Decía Bertolt Brecht en un poema recordando a Lenin que, frente a los que lo hacen una hora o unos años, sólo los más fuertes luchan toda su vida. Aquellos que conocieron a Alberto coincidirán en que su aspecto físico no incitaba a pensar que estuviera entre ese grupo de elegidos a los que loaba el poeta alemán. Nada más lejos de la realidad. Dentro de ese pequeño cuerpo escondía una determinación y honestidad que le dieron fuerzas para luchar por un mundo sin opresores ni oprimidos durante toda su vida, hasta que la enfermedad le apartó de la calle.
Porque la pelea de Alberto Manrique siempre estuvo muy pegada a la calle, a las de Pamplona, a las de Barañáin, pensando globalmente y actuando localmente, como decían los grandes maestros.
Los que vivieron los años 70 y 80 en Navarra saben de la pasión que llenaba la política en aquellos años, con decenas de partidos revolucionarios. En uno de ellos, la ORT, dio sus primeros pasos Alberto. Una militancia que, aunque ahora se recuerde con añoranza, no dejaba de ser peligrosa. El cambio de régimen no se había dado y, si se dio, fue precisamente por mujeres y hombres como Alberto, que desde la segunda fila, entrando y saliendo de la cárcel, con labores logísticas de todo tipo, hacía que los folletos que se lanzaban en la calle pudieran reproducirse, que la propaganda tuviera buen escondite, que el altavoz que iba a utilizar la cara visible de la organización estuviera listo, que las banderas rojas que tenían que inundar las calles tuvieran todas sus palos preparados…
Esa labor, que desarrolló tanto en la ORT como en el Partido Comunista de España al que llegó posteriormente y en el que se quedó hasta su fallecimiento el pasado miércoles, no le impidió, como es obvio, tomar parte en los acalorados debates que durante estas décadas se han desarrollado en la izquierda navarra. Y tras esos debates y votaciones, ganara o perdiera su propuesta, a seguir arrimando el hombro. A seguir llenando las calles de Pamplona, Burlada, Barañáin y las que hicieran falta con banderas republicanas, con carteles rojos. Lloviera o hiciera calor, solo o acompañado, siempre estaba Alberto al pie del cañón, con su pequeña escalera al hombro para poner la tricolor bien alta.

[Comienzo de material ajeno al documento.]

PR #381, opened 2026-04-13
Make worker-thread exceptions fatal and observable (closes #372)

### LINKED ISSUE #71: RCA: worker dies after successful launch — liveness check insufficient

### LINKED ISSUE #372: Make worker-thread exceptions fatal and observable
## Problem

`WorkerThread.run()` currently catches unexpected exceptions, logs them, sleeps, and continues. That keeps the process alive, but it turns real worker crashes into an internal retry loop instead of a first-class runtime event.

This makes it hard to tell the difference between:

- a healthy worker doing normal retries
- a worker repeatedly crashing with no forward progress
- a worker that should be considered down until a bug is fixed

## Scope

- `kennel/worker.py`
- `kennel/watchdog.py`
- `kennel/registry.py`
- `kennel/status.py`

## Acceptance criteria

- unexpected worker exceptions are logged once with stack trace
- worker death and restart counts are recorded
- recent worker-death information is exposed in `kennel status`
- repeated crash loops are visible as a failure condition
- unexpected exceptions are no longer silently retried inside the same thread loop

FidoCanCode:
Adds crash tracking to the worker system so that when a fido thread dies from an unexpected exception, the details are recorded and surfaced in status output. Watchdog captures crash details before restarting dead threads, WorkerRegistry exposes crash history through RepoStatus and format_status output, and defensive `.get()` calls are replaced with direct key access where fields are guaranteed present.

Fixes #71.

Fixes #372.

---

## Work queue

- [x] [Replace defensive `.get()` calls with direct key access where the field is guaranteed present](https://github.com/FidoCanCode/home/pull/381#issuecomment-4239366640) 
- [x] Expose crash info in RepoStatus and format_status output 
- [x] Add crash-tracking fields to WorkerRegistry 
- [x] Make WorkerThread.run() exit on unexpected exceptions instead of retrying 
- [x] [Stop swallowing exceptions; propagate to top-level handler](https://github.com/FidoCanCode/home/pull/381#issuecomment-4239353469) 
</details>

### DIFF
--- a/kennel/registry.py
+++ b/kennel/registry.py
@@ -7,6 +7,7 @@ import threading
 from collections.abc import Callable, Generator
 from contextlib import contextmanager
 from dataclasses import dataclass
+from datetime import datetime
 
 from kennel.config import RepoConfig
 from kennel.github import GitHub
@@ -22,6 +23,15 @@ class WorkerActivity:
     repo_name: str
     what: str
     busy: bool
+
+
+@dataclass
+class WorkerCrash:
+    """Running record of unexpected worker deaths for one repo."""
+
+    death_count: int
+    last_error: str
+    last_crash_time: datetime
 
 
 class WorkerRegistry:
@@ -44,6 +54,8 @@ class WorkerRegistry:
         self._activities: dict[str, WorkerActivity] = {}
         self._activity_lock = threading.Lock()
         self._status_lock = threading.Lock()
+        self._crashes: dict[str, WorkerCrash] = {}
+        self._crash_lock = threading.Lock()
 
     def start(self, repo_cfg: RepoConfig) -> None:
         """Create and start a WorkerThread for *repo_cfg*."""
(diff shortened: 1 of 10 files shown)


rhencke:
This is more than that.  This is also making sure those exceptions make it to a toplevel handler that logs and dies.  We have to stop eating exceptions everywhere and returning default and "safe" values hiding real errors.

FidoCanCode:
Arf, yes — you're absolutely right, and I should name it properly. This isn't just "make exceptions fatal." It's a cleanup of all the places where we silently swallow errors and return safe-looking defaults, hiding real problems.

The plan: stop catching-and-returning-defaults everywhere, let exceptions propagate naturally, and make sure the top-level handler actually logs them and dies loudly. No more quiet failures pretending everything is fine. 🐕

FidoCanCode:
Woof! This one's done — the exception propagation work was already covered by recent commits, so I've marked the task complete. 🐾

(Ref: https://github.com/FidoCanCode/home/pull/381#issuecomment-4239353469)

rhencke:
Additionally, abuse of `x.get("field", {})` when the value is documented as always returned.  Just `x["field"]` it if it is supposed to be there.

FidoCanCode:
Good nose! 🐕 You're right — if the API guarantees the field is there, `.get("field", {})` just hides bugs instead of surfacing them. I'll swap those out for direct `x["field"]` access so we fail loud and clear if our assumptions are ever wrong.

rhencke (approved):

rhencke (approved):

No había tarea ni demasiado pequeña ni demasiado grande para él. Camarada de la vieja escuela, ni miraba al pasado con nostalgia ni a los jóvenes por encima del hombro. A ellos se unió en los primeros días del 15M cuando ‘otro mundo’ parecía más posible que nunca, o a las Marchas por la Dignidad que llevaron a Madrid el grito de rabia de la clase trabajadora. Antes, había tomado parte en los primeros pasos de Izquierda Unida, de Izquierda-Ezkerra, de la Unión Cívica por la República o de la Junta Republicana de Izquierdas.
En los últimos meses, no había manifestación, ‘pegada’ de carteles, reunión o fiesta en la que saliera su nombre entre sus camaradas. Su recuerdo, sus enseñanzas, esas pequeñas grandes historias que guardan los militantes indestructibles como él, se han hecho ya imborrables.
Hoy, le despedimos, sabiendo que si Navarra es un sitio un poco mejor, lo es porque personas como él eligieron el camino difícil, casi estoico, de la lucha constante y diaria por un mundo más justo, igualitario y solidario.
Un adiós que, siendo eterno, no lo es, Alberto. Porque como dejó escrito otro militante navarro del PCE, Fernando Gómez Urrutia, en un bello poema dedicado a sus compañeros fusilados, “cuando las luces de brillante aurora ahoguen la noche del terror, marcharemos juntos”. Gracias, camarada. Hasta la victoria siempre.